4. One dryer is finished but nobody is there to unload it. What's the etiquette at this place - should you take a stranger's load out and put it in one of the dingy carts? You wonder how big the owner of those clothes is, and if he's sane.

5. Eventually you get ten loads of clothes through three washers, read an entire three year old issue of Glamour magazine upside-down to make it last, and get all but the last two loads through the dryers before deciding to dry the last two at home by draping them over your furniture.

Total run time, a little over five hours and ten sanity points.

There's probably another cloud analogy in here somewhere.


But the washing and drying time at home can be used for other things - parallel processing with asynchronous dispatch of mutually exclusive washing and drying jobs.

Laundromat: Time and hassle to bundle everything in the car, take it to the laundromat, babysit it while there (you can't go anywhere else) and bring it back home. Completed sooner, but with more overhead and focused time.

Home laundry: take it a load at a time. Completed later, but you can do anything else (even leave the house) while loads are running. No transportation overhead.

Both models have advantages, and I've done both. Mostly depends on how much hassle it is to trundle everything to the laundromat, and how soon I need the backup cleared.


You'll bottleneck at the clothes-folding stage, too


Folding the clothes and putting them away is the big issue for me.


Heh. Home laundry was how I used to describe processor pipelines.

"So you put the load from the washer into the dryer, but if you have a second load you don't wait for the first load to finish drying before you put the second load in the washer, do you?"

Probably doesn't work as well in countries where people mostly buy the all-in-one units.


Ditto. Lazy me does a months worth in 75 minutes.
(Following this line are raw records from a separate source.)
PR #7319, opened 2023-02-18
ssh/tailssh: try launching commands with /usr/bin/login on macOS

maisem:
Updates #4939

### DIFF
--- a/ssh/tailssh/incubator.go
+++ b/ssh/tailssh/incubator.go
@@ -124,7 +124,11 @@ func (ss *sshSession) newIncubatorCommand() (cmd *exec.Cmd) {
 	} else {
 		if isShell {
 			incubatorArgs = append(incubatorArgs, "--shell")
-			// Currently (2022-05-09) `login` is only used for shells
+		}
+		if isShell || runtime.GOOS == "darwin" {
+			// Only the macOS version of the login command supports executing a
+			// command, all other versions only support launching a shell
+			// without taking any arguments.
 			if lp, err := exec.LookPath("login"); err == nil {
 				incubatorArgs = append(incubatorArgs, "--login-cmd="+lp)
 			}
@@ -215,11 +219,12 @@ func beIncubator(args []string) error {
 
 	euid := uint64(os.Geteuid())
 	runningAsRoot := euid == 0
-	if runningAsRoot && ia.isShell && ia.loginCmdPath != "" && ia.hasTTY {
-		// If we are trying to launch a login shell, just exec into login
-		// instead. We can only do this if a TTY was requested, otherwise login
-		// exits immediately, which breaks things likes mosh and VSCode.
-		return unix.Exec(ia.loginCmdPath, ia.loginArgs(), os.Environ())
+	if runningAsRoot && ia.loginCmdPath != "" {
+		// Check if we can exec into the login command instead of trying to
+		// incubate ourselves.
+		if la := ia.loginArgs(); la != nil {
+			return unix.Exec(ia.loginCmdPath, la, os.Environ())
+		}
 	}
 
 	// Inform the system that we are about to log someone in.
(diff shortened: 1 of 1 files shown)


ssh/tailssh/incubator.go
```diff
@@ -699,9 +699,39 @@ func fileExists(path string) bool {
...
+// The login binary is only used:
+//   - on darwin, if the client is requesting a shell or a command.
+//   - on linux and bsd, if the client is requesting a shell with a tty.
 func (ia *incubatorArgs) loginArgs() []string {
+	if ia.isSFTP {
+		return nil
+	}
 	switch runtime.GOOS {
+	case "darwin":
+		args := []string{ia.loginCmdPath,
```
bradfitz, line 713: {\n

ssh/tailssh/incubator.go
```diff
@@ -699,9 +699,39 @@ func fileExists(path string) bool {
 	return err == nil
 }
 
+// loginArgs returns the arguments to use to exec the login binary.
+// It returns nil if the login binary should not be used.
+// The login binary is only used:
+//   - on darwin, if the client is requesting a shell or a command.
+//   - on linux and bsd, if the client is requesting a shell with a tty.
```
bradfitz, line 706: BSD .... TTY

ssh/tailssh/incubator.go
```diff
@@ -124,10 +124,9 @@ func (ss *sshSession) newIncubatorCommand() (cmd *exec.Cmd) {
 	} else {
 		if isShell {
 			incubatorArgs = append(incubatorArgs, "--shell")
-			// Currently (2022-05-09) `login` is only used for shells
-			if lp, err := exec.LookPath("login"); err == nil {
-				incubatorArgs = append(incubatorArgs, "--login-cmd="+lp)
-			}
+		}
+		if lp, err := exec.LookPath("login"); err == nil {
+			incubatorArgs = append(incubatorArgs, "--login-cmd="+lp)
```
bradfitz, line 129: commit message says "on macOS" but this doesn't look like macOS-specific code? you changing Linux behavior here?

maisem: it adds a lookup but doesn't change behavior, will add an additional check

maisem: Done

ssh/tailssh/incubator.go
```diff
@@ -124,7 +124,8 @@ func (ss *sshSession) newIncubatorCommand() (cmd *exec.Cmd) {
 	} else {
 		if isShell {
 			incubatorArgs = append(incubatorArgs, "--shell")
-			// Currently (2022-05-09) `login` is only used for shells
+		}
+		if isShell || runtime.GOOS == "darwin" {
 			if lp, err := exec.LookPath("login"); err == nil {
 				incubatorArgs = append(incubatorArgs, "--login-cmd="+lp)
 			}
```
bradfitz, line 131: add some comments about why darwin uses login for non-shell commands and why Linux etc don't?

ssh/tailssh/incubator.go
```diff
@@ -699,9 +701,40 @@ func fileExists(path string) bool {
 	return err == nil
 }
 
+// loginArgs returns the arguments to use to exec the login binary.
+// It returns nil if the login binary should not be used.
```
bradfitz, line 705: the caller on line 222 seems to care about non-empty length, not nil vs non-nil

make consistent one way or another? (docs & caller)

bradfitz (approved):

ssh/tailssh/incubator.go
```diff
@@ -699,9 +701,40 @@ func fileExists(path string) bool {
...
 func (ia *incubatorArgs) loginArgs() []string {
+	if ia.isSFTP {
+		return nil
+	}
 	switch runtime.GOOS {
+	case "darwin":
+		args := []string{
+			ia.loginCmdPath,
+			"-f", // already authenticated
+			"-p", // discard previous environment, may change to -pq
```
Zaba, line 718: The comment seems to indicate the intent is to discard the previous environment, but `-p` tells `login` to preserve it instead.

maisem: sorry, the comment is wrong. I'll send a PR to update it. We want to preserve the environment that we passed in like `$SHELL` (everything from `envForUser`)

Issue #6978, opened 2023-01-16
FR: build tailscale-nignix-auth for ARM


irosyadi:
### What is the issue?

I'm following https://tailscale.com/blog/tailscale-auth-nginx/ for a Raspberry Pi with yunohost installation, but fail to download the `nginx-auth` tool.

> Laundromat's are now how I explain "the cloud" to non-technical people.

I will steal that explanation. Thanks !


As long as you wash the clothes faster than you use them, what is the problem with letting they pile up for a long time while you wash them in a more normal rate (like once a day, or once a week)?


For me, much like CPUs context switch my brain does as well when I have a backlog of stuff to do.

I too would prefer to just go spend 2 hours to Get It Done(tm) and cross it off the mental checklist. Plus in this particular instance it's a snowball effect for me on productivity - as I see progress and my house gets cleaner I feel mentally better and am able to more easily focus.

Humans are strange.


Clothes aren't all interchangeable. You'd have to predict in advance which clothes you're going to need next week, which isn't always easy.


Either that or it's trivially easy. The clothes you're going to wear next could just be the ones on the top of the drawer (or indeed the laundry basket).


They are not perfectly interchangeable, but most people have a few that could be used on each occasion.


If I ever have a big house and money to waste,I'm going to get two washers and two dryers.

It still won't compare to the laundromat, but chewing through a backlog 100% faster would make a big difference.


I concur with the other commenter, "the cloud" is a laundromat is one of the most apt metaphors I have heard in a long time.